If you are still with me, here's the part of this week's column that I find the most interesting. It's yet another example of how the world doesn't really work the way we think it does. Your homework assignment in this case is to read all 269 pages of RFC 3261, which defines the Session Initiation Protocol (SIP) which is the basis of many Voice over IP (VoIP) telephone services as well as other fun things like various video, audio, and text chat services. You'll find the complete text of RFC 3261 in this week's links.

Finished? I'm especially interested in Section 26, which details threats to SIP security and how SIP defends itself. Not so well, it turns out. In fact, the very insecurity of VoIP (services like Vonage, for example, are based on SIP) is unnerving.

To understand this, we have to distinguish between end-to-end encryption, and hop-by-hop encryption, both of which are supported by SIP but are used under different conditions.

With end-to-end encryption, the packet header is open (naked) and the payload is encrypted. If the encryption is set up correctly, then the payload is safe. However, the packets can be subjected to traffic analysis of the header information as well as Denial of Service. So someone with the appropriate software can know who you are talking to and when even if they can't listen in. And if they dislike you enough, they can keep you from talking at all.

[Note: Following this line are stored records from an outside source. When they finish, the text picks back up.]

Issue #5209, opened 2025-08-23
[Feature Request] Change `repr` for collection types to consistently print their own type


rd4com:
### Review Mojo's priorities

- [X] I have read the [roadmap and priorities](<https://docs.modular.com/mojo/roadmap.html#overall-priorities>) and I believe this request falls within the priorities.

### What is your request?

An followup for `repr` was asked by (ping to @laszlokindrat),<br>so creating this to hep define the task.

see: [https://github.com/modular/modular/pull/5189](<https://github.com/modular/modular/pull/5189>)

I'd be glad to go about this !

Here is an overview of what types do on repr:

Collections type do not always print their own type, some hints at it ("\[\]","{}"):<br>-Set: "{a,b,c}"<br>-List: "\[a,b,c\]"<br>-Dict: "{a:b,c:d}"<br>-Deque: "Deque(a,b,c)"<br>-LinkedList: "LinkedList(a,b,c)"<br>-Optional: "Optional(a)"

SIMD include it's DT:

* repr -> "SIMD\[DType.float64, 1\](1.0)"

Optional, deque, LinkedList, List,.. don't include T:

* repr -> "\[0\], {0}, {a:b}"

### What is your motivation for this change?

Asked by @laszlokindrat

### Any other details?

*No response*

christoph-schlumpf:
`List` is the default type for list literals `[]`. Should `list.repr()` therefore just return the list literal without the type name when it is a `List`?

akovacevicHTEC:
What would be desirable implementation for this? Do we want to print all collection types like this, e.g. :
-Set: "Set{a,b,c}"
-List: "List[a,b,c]"
-Dict: "Dict{a:b,c:d}"
-Deque: "Deque(a,b,c)"
-LinkedList: "LinkedList(a,b,c)"
-Optional: "Optional(a)"

martinvuyk:
I think we should lean into refactoring the stringification related traits into something more performant rather than keep trying to implement different methods for repr or str. IMO we should lean into the concept of a `FormatSpec` that is passed to every stringification function down the pipe. An example would be:

`Writer` would become:
```mojo
trait StringifySink:
  fn append(mut self, source: Some[StringifySource], *, spec: FormatSpec):
```
and `Writable`:
```mojo
trait StringifySource: 
  fn stringify(self, mut sink: Some[StringifySink], *, spec: FormatSpec):
```

I opened issue #4667 to talk about this a while back.

[...]

PR #5649, opened 2025-12-10
[Feature Request] Change repr for collection types to consistently print their own type

rajuptvs:
This is a draft pr to unify the behaviour  of repr as discussed in #5209 and also to include datatype. 

Its not perfect yet
Below is the print statement of how this looks

```bash
repr for dict:  {1: SIMD[DType.float64, 1](1.1), 2: SIMD[DType.float64, 1](2.2)} #hadn't made any changes  
repr for list:  List[Int][1, 2, 3]
repr for linked list:  LinkedList[SIMD[DType.float64, 1]](1.0, 2.5)
repr for set:  Set[Int]{1, 2, 3}
repr for deque:  Deque[Int](1, 2, 3)
```

Appreciate any feedback and pointers for further refinement if needed. 

Also one quick question would be, dict doesn't have a __repr__ method built in rather uses __str__, is there a need to fix that ?


rajuptvs:
@JoeLoser @laszlokindrat  was wondering if this falls in line with the expectation of the outline specified in the issue #5209

martinvuyk:
I think we should hold off on the implementation. I'll explain more in the issue you mentioned, sorry I didn't read it before

NathanSWard:
Since `Writable` is not replacing `Stringable` & `Representable`.

PR #5657, opened 2025-12-14
[max][layout] Add load_scalar method to LayoutTensor for scalar element access

### LINKED ISSUE #4847: [Feature Request] add a scalar `__getitem__` for `LayoutTensor`
### What is your request?

Add a `__getitem__` overload to `LayoutTensor` that returns `Scalar[DType]`.

Right now, `__getitem__` returns `LayoutTensor.element_type` which is defined as:

```python
struct LayoutTensor[...]:
    alias element_size = element_layout.size()
    alias element_type = SIMD[dtype, Self.element_size]
    
    @always_inline("nodebug")
    fn __getitem__(self, *dims: Int) -> Self.element_type:
        var strides = self.runtime_layout.stride.value
        var offset = Self._get_offset(strides, dims)
        return self._load_offset(offset)
```

Since `Self.element_size` is not guaranteed to be `1`, when working in a generic context Mojo is returning a generically sized `SIMD` value. This constantly surprises users and continues to cause misunderstandings.

### Any other details?

_No response_

KrxGu:
Fixes #4847

## Problem

Currently, `LayoutTensor.__getitem__` returns `Self.element_type` which is `SIMD[dtype, element_size]`. Since `element_size` isn't guaranteed to be 1 (e.g., in tiled/vectorized layouts), users working in generic contexts often get a SIMD vector when they just want a single scalar value. This leads to confusion and awkward workarounds like `tensor[i, j][0]`.

## Solution

This PR adds a `load_scalar` method that explicitly returns `Scalar[dtype]` for cases where you need a single value:

```mojo
# Before: have to extract lane 0 manually
var val = tensor[i, j][0]

# After: clear intent, returns Scalar directly  
var val = tensor.load_scalar(i, j)
```

## Changes

Added `_load_scalar_offset` private helper that reuses existing `_load_offset `and returns lane 0
Added `load_scalar[*Tys: Indexer]` for variadic indices like `tensor.load_scalar(i, j)`
Added load_scalar(RuntimeTuple) overload for coordinate-based access
Added tests covering static layouts, dynamic layouts, and RuntimeTuple coordinates

## Design note

I went with a named method rather than a `__getitem__` overload because having two methods with identical parameter signatures but different return types would cause ambiguity issues. The `load_scalar` name also makes the intent explicit at the call site, which seems cleaner for this use case.

### DIFF
--- a/max/kernels/test/layout/test_layout_tensor_load_scalar.mojo
+++ b/max/kernels/test/layout/test_layout_tensor_load_scalar.mojo
@@ -1,0 +1,211 @@
+# ===----------------------------------------------------------------------=== #
+# Copyright (c) 2025, Modular Inc. All rights reserved.
+#
+# Licensed under the Apache License v2.0 with LLVM Exceptions:
+# https://llvm.org/LICENSE.txt
+#
+# Unless required by applicable law or agreed to in writing, software
+# distributed under the License is distributed on an "AS IS" BASIS,
+# WITHOUT WARRANTIES OR CONDITIONS OF ANY KIND, either express or implied.
+# See the License for the specific language governing permissions and
+# limitations under the License.
+# ===----------------------------------------------------------------------=== #
+"""Tests for LayoutTensor.load_scalar() method.
+
+These tests verify that the load_scalar method correctly returns scalar values
+from tensors, addressing the issue where __getitem__ returns SIMD[dtype, element_size]
+which can be surprising in generic contexts when element_size > 1.
+"""
+
+from layout import Layout, LayoutTensor, RuntimeLayout, RuntimeTuple
+from layout._fillers import arange
+from layout.int_tuple import UNKNOWN_VALUE
+from memory import LegacyUnsafePointer as UnsafePointer
+from testing import assert_equal
+
+
+def main():
+    test_load_scalar_static_layout()
+    test_load_scalar_dynamic_layout()
+    test_load_scalar_with_runtime_tuple()
+    test_load_scalar_matches_getitem_lane0()
+    test_load_scalar_vectorized_element_size_gt_1()
+    print("All tests passed!")
+
+
+fn test_load_scalar_static_layout() raises:
+    """Test load_scalar with a static 2x3 row-major layout."""
+    print("== test_load_scalar_static_layout")
+
+    comptime layout = Layout.row_major(2, 3)
+    var storage = UnsafePointer[Float32].alloc(6)
+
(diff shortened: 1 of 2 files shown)


KrxGu:

KrxGu:
Hey @JoeLoser , this PR is ready for review!

I've added a `load_scalar` method to `LayoutTensor` that returns Scalar[dtype] for cases where users need a single value instead of the SIMD vector that `__getitem__` returns.

Went with a named method rather than a `__getitem__` overload to avoid signature ambiguity - happy to discuss if you'd prefer a different approach.

CI all green(except the expected CLA test), Good To Merge!!

Let me know if you have any feedback!

max/kernels/test/layout/test_layout_tensor_load_scalar.mojo
```diff
@@ -0,0 +1,211 @@
...
+    test_load_scalar_vectorized_element_size_gt_1()
+    print("All tests passed!")
+
+
+fn test_load_scalar_static_layout() raises:
+    """Test load_scalar with a static 2x3 row-major layout."""
+    print("== test_load_scalar_static_layout")
+
+    comptime layout = Layout.row_major(2, 3)
+    var storage = UnsafePointer[Float32].alloc(6)
```
martinvuyk: You can just use a `List` or an `InlineArray` as the backing storage, no need to use a pointer

max/kernels/test/layout/test_layout_tensor_load_scalar.mojo
```diff
@@ -0,0 +1,211 @@
...
+from testing import assert_equal
+
+
+def main():
+    test_load_scalar_static_layout()
+    test_load_scalar_dynamic_layout()
+    test_load_scalar_with_runtime_tuple()
+    test_load_scalar_matches_getitem_lane0()
+    test_load_scalar_vectorized_element_size_gt_1()
+    print("All tests passed!")
```
martinvuyk: please remove the print statements and just use `from testing import TestSuite` and auto import the tests, you can see other places in the stdlib where it's used

martinvuyk (commented):
Hi, thanks for contributing!

I'll ask a question I have regarding the actual need for this in the linked issue, but I'll leave a couple of comments of things that stand out to me to give you some feedback

KrxGu:
@martinvuyk i have made the required changes.
CI all green, Good To Merge!!
cc: @lsh

lsh:
!sync

PR #5659, opened 2025-12-14
[stdlib] Fix list and dict repr formatting

lamija-i:
## Summary
This PR fixes the string representation (`repr`) formatting for `list` and `dict` collections to ensure consistent and correct output.

## What changed
- Updated `repr` implementation for `list` to produce the expected formatted output
- Updated `repr` implementation for `dict` to ensure correct key–value representation
- Updated and added tests to cover the corrected `list` and `dict` `repr` behavior

## Why this change is needed
The previous `repr` formatting for `list` and `dict` could produce inconsistent or incorrect output, which made debugging and value inspection less reliable. This change aligns the behavior with expected and documented conventions.


NathanSWard:
Since `Writable` is not replacing `Stringable` & `Representable`.

PR #5660, opened 2025-12-15
Add Representable repr for LinkedList and Deque

nejraberberovic:
Implement inspect-style repr for collections while preserving existing writer-based output. 
Changes:

Add write_to_repr and Representable-based repr for Deque and LinkedList.
Keep write_to variants for Writable elements (no change to runtime algorithms).
Align builtin repr dispatch in mojo/stdlib/stdlib/builtin/repr.mojo.

Why:
Make collection repr output consistent and use repr(elem) (e.g., Deque('a','b'), LinkedList(1,2,3)) without introducing overload ambiguity or changing collection semantics.
To reproduce: checkout branch, run the collection tests above and inspect repr output for Deque/LinkedList.


NathanSWard:
Hi @nejraberberovic and thank you for the PR!
The stdlib is actually moving in a slightly different direction for `repr` implementations and that is via `downcast`ing the element types to write them instead of providing overloads of the `repr` function.
If you wanted, you could take a stab at implementing that for `LinkedList`- if you look at the current implementations of `__str__`, `__repr__` and `write_to` for `List` that should give you a good idea on how to start :)

NathanSWard:
Since `Writable` is now replacing `Stringable` & `Representable`.

PR #5661, opened 2025-12-15
[stdlib] Deprecate `Codepoint.ord()`

### LINKED ISSUE #5645: [Feature Request] [stdlib] [proposal] Deprecate `Codepoint.ord()` in favor of just a constructor `Codepoint(str)`
### Review Mojo's priorities

### What is your request?

As title. I think that making it a static method of that name was to mimic Python's freestanding `ord` function; and I believe that is not necessary anymore since we are leaning more towards improving Python APIs where we can. A constructor feels much more natural and simple.

Python chose the word `ordinal` because it means a position in a series. They use it in the datetime logic as well. But we aren't dealing with an `Int` per se but an instance of a `Codepoint` (which is arguably an ordinal unicode value, but nevermind), so IMO we should reflect that using a constructor

#5637 adds a constructor for `StringLiteral` and I think it is more intuitive to use a constructor like that than the `Codepoint.ord()` static method. 

### Any other details?

CC: @KrxGu I think you'll like this idea

martinvuyk:
Deprecate `Codepoint.ord()`. Closes #5645

### DIFF
--- a/mojo/stdlib/std/collections/string/codepoint.mojo
+++ b/mojo/stdlib/std/collections/string/codepoint.mojo
@@ -65,7 +65,7 @@ struct Codepoint(Comparable, ImplicitlyCopyable, Intable, Movable, Writable):
     from std.testing import assert_true
 
     # Create a codepoint from a character
-    var c = Codepoint.ord('A')
+    var c = Codepoint('A')
 
     # Check properties
     assert_true(c.is_ascii())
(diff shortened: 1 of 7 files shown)


mojo/stdlib/std/collections/string/codepoint.mojo
```diff
@@ -138,6 +138,33 @@ struct Codepoint(
         """
         self._scalar_value = UInt32(Int(codepoint))
 
+    fn __init__(out self, string: StringSlice[mut=False]):
```
YkdWaWEzVmphR1Z1: I'm curious if the constructor should be raising to avoid confusion between the StringSlice and StringLiteral constructors.

martinvuyk: I don't think that's necessary. AFAIK this isn't the first case of having both `StringSlice` and `StringLiteral` constructors, and the compiler should figure out the shortest path (least amnt of conversions) to building a type

ConnorGray:
!sync

ConnorGray:
!sync

mojo/stdlib/std/collections/string/codepoint.mojo
```diff
@@ -138,6 +137,33 @@ struct Codepoint(
...
+        var char, num_bytes = Codepoint.unsafe_decode_utf8_codepoint(
+            string.as_bytes()
+        )
+
+        debug_assert(
+            string.byte_length() == Int(num_bytes),
+            "input string must be one character",
+        )
+
+        self = char
```
ConnorGray, line 162: **Suggestion** Instead of duplicating the implementation, could we move the currently implementation from `Codepoint.ord()` here, and then make `Codepoint.ord()` call the new initializer?

That would avoid duplication, and preserve the existing safety check that `Codepoint.ord()` performs that the `StringSlice` is never empty (even when debug assertions are disabled).

PR #5677, opened 2025-12-16
[bazel] Fix wheel download URLs

Ahajha:


bazel/mojo.MODULE.bazel
```diff
@@ -2,11 +2,11 @@
 
 PACKAGE_VERSION = "26.1.0.dev2025121605"
 
-BASE_URL = "https://dl.modular.com/public/nightly/python"
+BASE_URL = "https://us-central1-python.pkg.dev/distribution-prod-0a7c7b3/nightly"
```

With hop-by-hop encryption, the packet header is open (naked) and the payload is encrypted. It's just like end-to-end encryption, except for the problem of proxy servers. In order for the proxy to properly route the packet forward, it must examine the payload to extract the destination information. The proxy will decrypt the payload, read the destination address, modify the already open header, re-encrypt the payload, and then forward the packet. At the instant that the packet payload is decrypted at the proxy, it can be copied. That's the attack point. There are many other problems, of course, about how the successive re-encryptions are done with what key, with what Certificate Authority, with what authentication? This is security?

But wait, there's more!

Session Border Controllers (SBCs) are hardware devices that make SIP work over the heterogeneous Internet. There are thousands of them at every ISP. SBCs require that the packet payload be made naked, period. This is absolutely necessary to do transcoding, perform NAT traversal, etc. That's the attack point.

Even more.

The Communications Assistance for Law Enforcement Act (CALEA -- I've written about this one before) requires "managed" VoIP operators to provide law enforcement agencies a point of interception so they can tap your VoIP calls. What's a "managed" VoIP service? Packet8, Vonage, Comcast, and AT&T all certainly qualify, but does Skype? Yes, if you think of billing as management, now that there is SkypeOut and SkypeIn. And given the current management at the U.S. Department of Justice, "managed" could mean pretty much anything.

VoIP interception is usually done at the SBC/proxy. The network operator's SBCs perform decryption/encryption on the "secure" packets as they go through the node. It is a matter of "trust," as they say in the industry. If you want to encrypt you must also be willing to trust an SBC/proxy in China, Russia, wherever. That's the attack point.

Remember this is the technology that will shortly be the basis for nearly all telephone service.

On second thought, I think I prefer writing about Pajama Day.